Departments of Molecular Biology and Bioengineering University of California, San Diego

Jeff Hasty received his Ph.D. in physics from the Georgia Institute of Technology in 1997, where he worked with Kurt Wiesenfeld. He was a postdoc with Jorge Vinals at the Supercomputing Research Institute ('97-'98), and a postdoctoral fellow with Jim Collins in the Applied BioDynamics Lab at Boston University ('98-'01). Somewhere during his postdoctoral stay at Boston University, he mutated into a hybrid computational/molecular biologist. He is currently at the University of California, San Diego, where he is an Associate Professor in the Departments of Molecular Biology and Bioengineering, and the Director of the BioCircuits Institute. His main interest is the design and construction of synthetic gene-regulatory and signaling networks.

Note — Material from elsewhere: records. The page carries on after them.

PR #179, opened 2019-03-21
555 list available realms

julienmachon:
That's it, we no get realms from nexus and let the user choose which one they want to authenticate with in the event of multiple realms available.

### DIFF
--- a/README.md
+++ b/README.md
@@ -54,15 +54,15 @@ docker build . --tag=nexus-web
 
 - `BASE_PATH`: The base of the app: i.e. `/staging/web` if hosted on `https://bbp-nexus.epfl.ch/staging/web` (default is `/`)
 - `HOST_NAME`: name of host where application is available from: i.e. `https://bbp-nexus.epfl.ch` (default is protocol + host where server is running from)
-- `CLIENT_ID`: The application name used for _OpenID Connect_ authentication
+- `CLIENT_ID`: The application name used for _OpenID Connect_ authentication (default is `nexus-web`)
 - `API_ENDPOINT`: The URL pointing to Nexus API. Default is '/'
-- `AUTH_ENDPOINT`: _OpenID Connect_ Authentication endpoint. Empty by default (no auth).
-- `LOGOUT_ENDPOINT`: _OpenID Connect_ Logout endpoint. Empty by default (no logout).
+- `SECURE`: Is nexus web running in https or not. Default is `true`
 
 ## Getting involved
 
 Issue tracking is centralized into [the main Blue Brain Nexus repository](https://github.com/BlueBrain/nexus).
 
 There are several channels provided to address different issues:
+
 - **Feature request**: If there is a feature you would like to see in this application, please first consult the [list of open feature requests](https://github.com/BlueBrain/nexus/issues?q=is%3Aopen+is%3Aissue+label%3Afeature+label%3Afrontend+label%3Anexus-web). In case there isn't already one, please [open a feature request](https://github.com/BlueBrain/nexus/issues/new?labels=feature,frontend,nexus-web) describing your feature with as much detail as possible.
 - **Bug report**: If you have found a bug, please create an issue [here](https://github.com/BlueBrain/nexus/issues/new?labels=bug,frontend,nexus-web).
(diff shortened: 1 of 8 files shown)


README.md
```diff
@@ -54,15 +54,15 @@ docker build . --tag=nexus-web
 
 - `BASE_PATH`: The base of the app: i.e. `/staging/web` if hosted on `https://bbp-nexus.epfl.ch/staging/web` (default is `/`)
 - `HOST_NAME`: name of host where application is available from: i.e. `https://bbp-nexus.epfl.ch` (default is protocol + host where server is running from)
-- `CLIENT_ID`: The application name used for _OpenID Connect_ authentication
+- `CLIENT_ID`: The application name used for _OpenID Connect_ authentication (default is `nexus-web`)
 - `API_ENDPOINT`: The URL pointing to Nexus API. Default is '/'
-- `AUTH_ENDPOINT`: _OpenID Connect_ Authentication endpoint. Empty by default (no auth).
-- `LOGOUT_ENDPOINT`: _OpenID Connect_ Logout endpoint. Empty by default (no logout).
+- `SECURE`: Is nexus web running in https or not. Default is `true`
```
mdupont: SECURE should not be assumed to be true if we don't know the context, it should always be based on the URL scheme currently in use (detection on the server side) and fall back to false

src/shared/utils/index.ts
```diff
@@ -138,3 +139,31 @@ export const labelOf = (string: string) => {
...
+ * @param identities
+ * @param realms
+ */
+export function getLogoutUrl(
+  identities: Identity[],
+  realms: { label: string; endSessionEndpoint: string }[]
+): string {
+  // find authenticated Identity and get realm name
+  const auths = identities.filter(
+    identity => identity['@type'] === 'Authenticated'
```
mdupont: "Authenticated" is a magic string, should be a constant or a config item, imported from a central storage place for these kinds of values

src/shared/utils/index.ts
```diff
@@ -138,3 +139,31 @@ export const labelOf = (string: string) => {
...
+ *
+ * @param identities
+ * @param realms
+ */
+export function getLogoutUrl(
+  identities: Identity[],
+  realms: { label: string; endSessionEndpoint: string }[]
+): string {
+  // find authenticated Identity and get realm name
+  const auths = identities.filter(
```
mdupont: This operation could be a `.find()` returning either the matching identity or a realm, since you only care about the 1st match.

src/shared/views/Login.tsx
```diff
@@ -2,20 +2,24 @@ import * as React from 'react';
...
   redirectUrl: string;
+  redirect(): void;
 }
 
 const Login: React.FunctionComponent<LoginViewProps> = props => {
-  const realms: Realm[] = [
-    { name: 'BBP', authorizationEndpoint: props.authorizationEndpoint },
-  ];
+  const { realms, redirect } = props;
+  if (realms.length === 0 || !realms) {
```
mdupont: the second test statement would also work in the first case, can be simplified to `!realms`

src/shared/utils/index.ts
julienmachon: It's not, it's a UNION type. You get a compile error if you don't use the right values.

src/shared/utils/index.ts
julienmachon: yes! that's the one I was looking for. For some reason I keep confusing it with `.some()` which only returns a boolean

src/shared/utils/index.ts
julienmachon: https://github.com/BlueBrain/nexus-sdk-js/blob/master/src/ACL/types.ts#L3

README.md
julienmachon: It cannot be based on the URL as, in our case for instance, the service is running in OpenShift, behind a reverse proxy. This flag is to is to fix that very issue we had in our dev environment for example.

src/shared/utils/index.ts
julienmachon: fixed in 7172506e898cf880598ca2dfa8d90588445f222f

src/shared/views/Login.tsx
julienmachon: fixed in 7172506e898cf880598ca2dfa8d90588445f222f

PR #180, opened 2019-03-21
chore: update deps and fix routing issue

mdupont:


src/server/index.tsx
```diff
@@ -33,16 +33,20 @@ const app: express.Express = express();
...
 const base: string = rawBase.replace(/\/$/, '');
+// Utility fonction to compute the full path depending on the base path
+const buildPath = buildPathFactory(base);
+// base path ending with a slash, for routing purpose
+const fullBasePath = buildPath();
 // enable logs
 app.use(morgan('dev'));
 // expose status route
-app.get(`${base}/status`, (req, res) => res.send('OK'));
+app.get(buildPath('status'), (req, res) => res.send('OK'));
```
julienmachon: Hmm, not sure... We're actually using path the wrong way. We should create normal express routers and mount it at `${base}` if there's one.

Also, we need to re-configure the service at openshift level

mdupont:
Outdated, now fixed. Will open a separate PR for deps update

PR #185, opened 2019-03-27
✨FEAT: List Item component

kenjinp:
An everyday hard working list element component
- should go on to replace orgs, projects and resource listings
- has mandatory `label` and optional `description`, `details`, and `action` sections
- included some react hook lint support
Screenshot 2019-03-27 at 17 28 44

### DIFF
--- a/src/shared/components/Animations/ListItem.stories.tsx
+++ b/src/shared/components/Animations/ListItem.stories.tsx
@@ -1,0 +1,84 @@
+import * as React from 'react';
+import { storiesOf } from '@storybook/react';
+import { withInfo } from '@storybook/addon-info';
+import {
+  withKnobs,
+  text,
+  array,
+  object,
+  boolean,
+} from '@storybook/addon-knobs';
+import { action } from '@storybook/addon-actions';
+import ListItem from './ListItem';
+import { Tag, Button } from 'antd';
+
+const exampleItems = [
+  {
+    label: 'nexus',
+    projectNumber: 1200,
+    description:
+      "Yeah, but your scientists were so preoccupied with whether or not they could, they didn't stop to think if they should. You're a very talented young man, with your own clever thoughts and ideas. Do you need a manager? They're using our own satellites against us. And the clock is ticking.",
+  },
+  { label: 'bbp', projectNumber: 300, deprecated: true, action: true },
+  { label: 'hbp', projectNumber: 1 },
+  {
+    label: 'nasa',
+    projectNumber: 912839,
+    description:
+      "God creates dinosaurs. God destroys dinosaurs. God creates Man. Man destroys God. Man creates Dinosaurs. Hey, you know how I'm, like, always trying to save the planet? Here's my chance. You really think you can fly that thing? Did he just throw my cat out of the window?",
+  },
+  { label: 'tesla', projectNumber: 3, deprecated: true },
+  { label: 'rolex', projectNumber: 3424 },
+];
+
+storiesOf('Components/ListItem', module)
+  .addDecorator(withKnobs)
+  .add(
+    'ListItem',
+    withInfo(`
+    🗒 Try this on for size when you want to render consistent list elements
+
+    ~~~js
+    <ListItem label={"Hi mom!"} />
+    ~~~
+  `)(() => {
+      return (
+        <div style={{ margin: '50px 40px 0px', width: '50%' }}>
+          <p>Good for many use cases, eh?</p>
+          <ul>
+            {exampleItems.map(element => {
+              const {
+                label,
+                action: elementAction,
+                description,
+                deprecated,
+              } = element;
+              return (
+                <ListItem
+                  label={element.label}
+                  onClick={action('element-clicked')}
+                  detail={
+                    deprecated ? <Tag color="red">deprecated</Tag> : undefined
+                  }
+                  description={description}
+                  action={
+                    elementAction ? (
+                      <Button
+                        icon="edit"
+                        className="edit-button"
+                        type="primary"
+                        tabIndex={1}
+                        onClick={() => action('edit-clicked')}
+                      />
+                    ) : (
+                      undefined
+                    )
+                  }
+                />
+              );
+            })}
+          </ul>
+        </div>
+      );
+    })
+  );
--- a/src/shared/components/Animations/ListItem.stories.tsx
+++ b/src/shared/components/Animations/ListItem.stories.tsx
@@ -46,19 +46,29 @@ storiesOf('Components/ListItem', module)
         <div style={{ margin: '50px 40px 0px', width: '50%' }}>
           <p>Good for many use cases, eh?</p>
           <ul>
-            {exampleItems.map(element => {
+            {exampleItems.map((element, index) => {
               const {
                 label,
                 action: elementAction,
+                projectNumber,
                 description,
                 deprecated,
               } = element;
               return (
                 <ListItem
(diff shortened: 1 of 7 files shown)


src/shared/components/Animations/ListItem.stories.tsx
```diff
@@ -0,0 +1,85 @@
...
+  boolean,
+} from '@storybook/addon-knobs';
+import { action } from '@storybook/addon-actions';
+import ListItem from './ListItem';
+import { Tag, Button } from 'antd';
+
+const exampleItems = [
+  {
+    label: 'nexus',
+    projectNumber: 1200,
```
julienmachon: Do we stick with that `projectNumber` thing? I though we scrapped that?

src/shared/components/Animations/ListItem.tsx
```diff
@@ -0,0 +1,36 @@
+import * as React from 'react';
+import './list-item.less';
+
+export interface ListItemProps {
+  label: string;
+  projectNumber?: number;
```
julienmachon: I'd remove that. Plus I guess this list can be anything, not necessarily an organisation list

src/shared/components/Animations/ListItem.tsx
```diff
@@ -0,0 +1,36 @@
...
+  description?: string;
+  logo?: string;
+  deprecated?: boolean;
+  onClick?(): void;
+  onEdit?(): void;
```
julienmachon: Instead of having `onEdit`, can we think of a more generic way of displaying a menu on an item. That menu could be a simple button (passed as a prop) or a more elaborate one?

Also maybe we should add an `onHover` prop as well. My thinking is that we may not check the permissions of every single items at once, but only `onHover`?

src/shared/components/Animations/ListItem.stories.tsx
```diff
@@ -0,0 +1,85 @@
...
+          <ul>
+            {exampleItems.map(element => {
+              const {
+                label,
+                action: elementAction,
+                description,
+                deprecated,
+              } = element;
+              return (
+                <ListItem
```
julienmachon: Do you not get a warning for not having a `key` in here?

src/shared/components/Animations/ListItem.tsx
```diff
@@ -0,0 +1,36 @@
+import * as React from 'react';
+import './list-item.less';
+
+export interface ListItemProps {
+  label: string;
+  projectNumber?: number;
+  description?: string;
+  logo?: string;
+  deprecated?: boolean;
```
julienmachon: instead of having a `deprecated` prop, I'd create a `tags` props. An array of [tags](https://ant.design/components/tag/) to display

src/shared/components/Animations/ListItem.tsx
kenjinp: I like the onHover Idea, we can use it in many places, I'll think about adding it separately as a custom hook or something and then adding it afterwards

src/shared/components/Animations/ListItem.tsx
kenjinp: I forgot to change the props from the old component!

I'll keep everything generic here

src/shared/components/Animations/ListItem.tsx
kenjinp: forgot to make this generic

src/shared/components/Animations/ListItem.stories.tsx
kenjinp: I made it mandatory! :)

src/shared/components/Animations/ListItem.tsx
kenjinp: removed `onEdit`, I think its better for the parent component to simply pass in whatever it needs there

src/shared/components/Animations/ListItem.tsx
kenjinp: 👍

src/shared/components/Animations/ListItem.stories.tsx
kenjinp: just an arbitrary example

src/shared/components/Animations/ListItem.tsx
```diff
@@ -0,0 +1,39 @@
+import * as React from 'react';
+import './list-item.less';
+
+export interface ListItemProps {
+  label: string;
+  key: string;
+  description?: string;
+  detail?: React.ReactComponentElement<any>;
+  action?: React.ReactComponentElement<any>;
+  onClick?(): void;
```
julienmachon: `onClick` should probably return the `id` of the element that was selected?

src/shared/components/Animations/ListItem.stories.tsx
julienmachon: `Warning: ListItem: `key` is not a prop.` This is what I get when I run the storybook. `key` is a reserved prop I think

src/shared/components/Animations/ListItem.stories.tsx
```diff
@@ -0,0 +1,95 @@
...
+                  description={description}
+                  action={
+                    elementAction ? (
+                      <Button
+                        icon="edit"
+                        className="edit-button"
+                        size="small"
+                        type="primary"
+                        tabIndex={1}
+                        onClick={() => action('edit-clicked')}
```
julienmachon: When I click `edit`, I get the `element-clicked` event instead of the `edit-clicked` one

src/shared/components/Animations/ListItem.tsx
```diff
@@ -0,0 +1,39 @@
+import * as React from 'react';
+import './list-item.less';
+
+export interface ListItemProps {
+  label: string;
+  key: string;
```
julienmachon: `key` is a reserved prop I think, so it cannot be here

src/shared/components/Animations/ListItem.stories.tsx
```diff
@@ -0,0 +1,95 @@
...
+                description,
+                deprecated,
+              } = element;
+              return (
+                <ListItem
+                  key={`element-${index}`}
+                  label={label}
+                  onClick={action('element-clicked')}
+                  detail={
+                    <div style={{ display: 'flex' }}>
```
julienmachon: do you think it's ok having to style the container of details? detail prop components are appended to a `.detail` container, so maybe display flex should be set on that container?

I'm also having an internal debate for whether it should be `detail` or `details` :grimacing:

src/shared/components/Animations/ListItem.tsx
kenjinp: that's a great idea

src/shared/components/Animations/ListItem.stories.tsx
kenjinp: oh man this is a tough one

kenjinp: forgot to call `e.stopPropagation()` !

Also don't forget to call the storybook action with `action('edit-clicked')()` or it wont fire in this callback!

src/shared/components/Animations/ListItem.tsx
kenjinp: I used id instead

src/shared/components/Animations/ListItem.stories.tsx
kenjinp: yes `details` is much better. I've also styled the `details` div but here you need it as well because there are two children

PR #186, opened 2019-03-28
262 implicit flow

julienmachon:
This PR implements the implicit flow for nexus web,

The login form creates a new OpenIDConnect `UserManager` based on which realm is selected.
A cookie is created with the `preferred realm` as well as unique key created as follow `nexus__user:issuerUrl:clientId`

This unique key is the name of the cookie which will contain the user session data

When a `UserManager` object is created, a few events are setup in order to load any existing user session, renew expired token and silent renew any expiring tokens, etc... A redux action is fired when an event is triggered.

The final flow looks like this:
Screenshot from 2019-03-27 17-20-52


src/shared/utils/__tests__/index.spec.ts
```diff
@@ -120,4 +121,16 @@ describe('utils functions', () => {
       expect(getLogoutUrl([identities[1]], realms)).toEqual('');
     });
   });
+  describe('hasExpired()', () => {
+    // this is 1987, so unless you time travel and run this test, it will always be in the past
+    const past: number = 536457600;
+    // this is year 4000, si it unless Nexus is still around in 2000 years, this will always be the future
```
kenjinp: lol

julienmachon: :-)

package.json
```diff
@@ -17,13 +17,15 @@
...
-    "antd": "^3.15.0",
     "@bbp/nexus-sdk": "1.0.0-beta.19",
+    "antd": "^3.15.0",
     "codemirror": "^5.44.0",
     "connected-react-router": "^6.3.2",
     "cookie-parser": "^1.4.4",
+    "cookie-storage": "^3.2.0",
     "d3": "^5.9.1",
     "d3-force": "^2.0.0",
+    "debug": "^4.1.1",
```
kenjinp: whats this?

julienmachon: it's gone.

PR #1333, opened 2023-07-17
Hotfix: Anchor icon path

bilalesi:
Fixes #

## Description
the anchor link icon in the JSON editor seems not showed correctly due the import url

## Types of changes

## Checklist:

### DIFF
--- a/src/shared/components/ResourceEditor/ResourceEditor.less
+++ b/src/shared/components/ResourceEditor/ResourceEditor.less
@@ -78,13 +78,10 @@
       cursor: not-allowed !important;
     }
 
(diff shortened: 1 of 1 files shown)


Dinika:
seems to be working for me locally. Don't know how we missed this :disappointed: Since the icon is in css, testing would not catch it. We could either do a [screenshot test](https://docs.cypress.io/api/commands/screenshot) to catch this in future or add the icon in the javascript (the icon could be a simple, presentational icon, although I think it might make sense to make it clickable too) and add a simple test to check they exist.

Dinika (approved):

PR #1336, opened 2023-07-18
F3945: Filter by type mydata page

bilalesi:
Fixes #https://github.com/BlueBrain/nexus/issues/3945

## Description
1. User can do filter by type
2. User can search in the type filter
3. User able to select multiple types in the same time (blocked by delta, ui implmented)

https://github.com/BlueBrain/nexus-web/assets/2632473/3556c5a8-b4a8-4084-91f2-3c98bdf69d06

## Types of changes

## Checklist:


src/shared/canvas/MyData/MyData.tsx
```diff
@@ -116,6 +76,7 @@ const HomeMyData: React.FC<{}> = () => {
       ? `${dateField}-${dateFilterType}-${dateFilterRange}`
       : undefined;
   const order = sort.join('-');
+  const resourceTypes = types?.map(item => get(item, 'value'));
```
Dinika, line 79: I think `types` is always defined now. Atleast I don't see any place where it is being set to to a falsy value. So, prehaps we can remove the `?` check here and update the TS types for it.

src/shared/canvas/MyData/types.ts
```diff
@@ -7,7 +7,7 @@ export type TFilterOptions = {
   query: string;
   dateFilterType?: TDateFilterType;
   dateField: TDateField;
-  dataType?: string[];
+  types?: TType[];
```
Dinika, line 10: If we include the first change I suggest, we can remove the `?` from type definiton here too.

src/shared/canvas/MyData/types.ts
```diff
@@ -45,3 +45,26 @@ export type TDate = {
...
+export type TTypeAggregationsResult = {
+  '@context': string;
+  total: number;
+  aggregations: {
+    projects: TTypesAggregatedProperty;
+    types: TTypesAggregatedProperty;
+  };
+};
+
+export type TTypesAggregatedProperty = {
```
Dinika, line 64: Nice to have: There are `AggregatedProperty` and `AggregationsResult` types defined in `DataExplorerUtils.tsx`  file. They look very similar to the `TTypesAggregatedProperty` and `TTypeAggregationsResult`. We can remove one of them and use the same types in both places.

src/shared/molecules/MyDataHeader/MyDataHeader.tsx
```diff
@@ -1,433 +1,22 @@
...
-          style={{ marginLeft: 'auto' }}
-        />
-        <div className="filter-options">
-          <Checkbox checked={locate} onChange={onSearchLocateChange}>
-            <span className="locate-text">By resource id or self</span>
-          </Checkbox>
-        </div>
-      </div>
+      <span>{text}</span>
+      <span>{total ? `${prettifyNumber(total)} ${label}` : ''}</span>
```
Dinika, line 12: nice

src/shared/molecules/MyDataHeader/MyDataHeaderFilters/TypeSelector.tsx
```diff
@@ -0,0 +1,211 @@
...
+  setFilterOptions,
+}: Pick<THeaderProps, 'types' | 'setFilterOptions'>) => {
+  const nexus = useNexusContext();
+  const originTypes = useRef<TType[]>([]);
+  const [typeSearchValue, updateSearchType] = useState('');
+  const [typesOptionsArray, setTypesOptionsArray] = useState<TType[]>([]);
+
+  const selectCallback = useCallback((data: any) => {
+    const options = (
+      ((data as unknown) as TTypeAggregationsResult).aggregations.types
```
Dinika, line 98: imho we should do this translation of types (`data as unknown as TTypeAggregationsResult` in the `useAggregations` hook. The user of the this hook should be able to safely guess the type as `TTypeAggregationsResult` from the value returned by the hook:

```javascript
const useTypesAggregation = ({
  nexus,
  selectCallback,
}: SomeType) => {
  return useQuery({
    ...
    select: (data) => selectCallback(data as unknown as TTypesAggregatedBucket),
  });
};

// user of the hook
  const selectCallback = useCallback((data: TTypeAggregationsResult) => {
    const options = (
    data.aggregations.types
        ?.buckets ?? ([] as TTypesAggregatedBucket[])
    )
    ...
  }, []);
    const { data: typeOptions } = useTypesAggregation({
    nexus,
    selectCallback,
  });
```

Dinika (approved):

Dinika (approved):
Looks good but tests are missing.

src/shared/canvas/MyData/MyData.tsx
bilalesi: it's not always there, in the query, if you want to not include some fields in the `queryParams` you have to make them `undefined`, and this is why the types must be `undefined`

PR #1340, opened 2023-07-18
US 4041 // Collapse header when scrolled away

Dinika:
https://github.com/BlueBrain/nexus-web/assets/11242410/f70f267b-aed0-4c5a-a91a-d04d7f956d29

## Types of changes

## Checklist:


src/subapps/dataExplorer/DataExplorerCollapsibleHeader.tsx
```diff
@@ -0,0 +1,129 @@
...
+  useLayoutEffect(() => {
+    const handleScroll = () => {
+      if (throttleTimeout === null) {
+        throttleTimeout = window.setTimeout(callBack, waitMs);
+      }
+    };
+
+    window.addEventListener('scroll', handleScroll);
+
+    return () => window.removeEventListener('scroll', handleScroll);
```
bilalesi, line 127: need to clear the `timeout` here in the cleanup fn of the `useLayoutEffect`
setting the throttleTimeout to null will not be sufficient, the timeout event will keep running until you cleared it
clearing the timeout will avoid  unpredictable behaviours and memory leaks.

src/subapps/dataExplorer/DataExplorerCollapsibleHeader.tsx
```diff
@@ -0,0 +1,134 @@
...
+) {
+  const yPosition = useRef(getScrollYPosition());
+
+  let throttleTimeout: number | null = null;
+
+  const callBack = () => {
+    const currentPosition = getScrollYPosition();
+    effect(currentPosition);
+    yPosition.current = currentPosition;
+    throttleTimeout = null;
```
bilalesi, line 115: since you are setting the `throttleTimeout` to null here, then the clearing will not gonna happen at all; so what we can do is :
remove the `throttleTimeout = null` from the callback, the `setTimeout` will create one when you call the fn ,
declare the `throttleTimeout` inside the `useLayoutEffect` so the cleanup can access it

bilalesi (approved):

src/subapps/dataExplorer/DataExplorerCollapsibleHeader.tsx
```diff
@@ -106,29 +107,20 @@ export function useScrollPosition(
...
-      if (throttleTimeout === null) {
-        throttleTimeout = window.setTimeout(callBack, waitMs);
-      }
-    };
-
-    window.addEventListener('scroll', handleScroll);
+    const throttledCallback = throttle(callBack, waitMs, {
+      leading: true,
+    });
+    window.addEventListener('scroll', throttledCallback);
```
bilalesi, line 120: yeah nice one 👍

bilalesi (approved):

Engineered genetic oscillations

One defining goal of synthetic biology is the development of engineering-based approaches that enable the construction of gene-regulatory networks according to design specs generated from computational modeling. This has resulted in the construction of several fundamental gene circuits, such as toggle switches and oscillators, which have been applied in novel contexts such as triggered biolm development and cellular population control. In this talk, I will first describe an engineered genetic oscillator in Escherichia coli that is fast, robust, and persistent, with tunable oscillatory periods as fast as 13 minutes. This oscillator was designed using a previously modeled network architecture comprising linked positive and negative feedback loops. Experiments show remarkable robustness and persistence of oscillations in the designed circuit; almost every cell exhibited large-amplitude fluorescence oscillations throughout observation runs. The period of oscillation can be tuned by altering inducer levels. Computational modeling reveals that the key design principle for constructing a robust oscillator is a small time delay in the negative feedback loop, which can mechanistically arise from the cascade of cellular processes involved in forming a functional transcription factor. I will then describe an engineered network with global intercellular coupling that is capable of generating synchronized oscillations in a growing population of cells. The network is based on the interaction of two quorum sensing genes; luxI, which produces an intercellular transcriptional activator (AHL, acyl-homoserine lactone), and aiiA, which degrades AHL intracellularly. Microfluidic devices tailored for cellular populations at differing length scales are used to demonstrate collective synchronization properties along with spatiotemporal waves occurring on millimeter scales. The period of the bulk oscillations ranges from 55-90 minutes, depending on the effective degradation rate of the AHL coupling molecule. In large monolayer colonies of cells, the time scale for the diffusive coupling of AHL is characterized by wavefront velocities that range from 8-30 microns/min.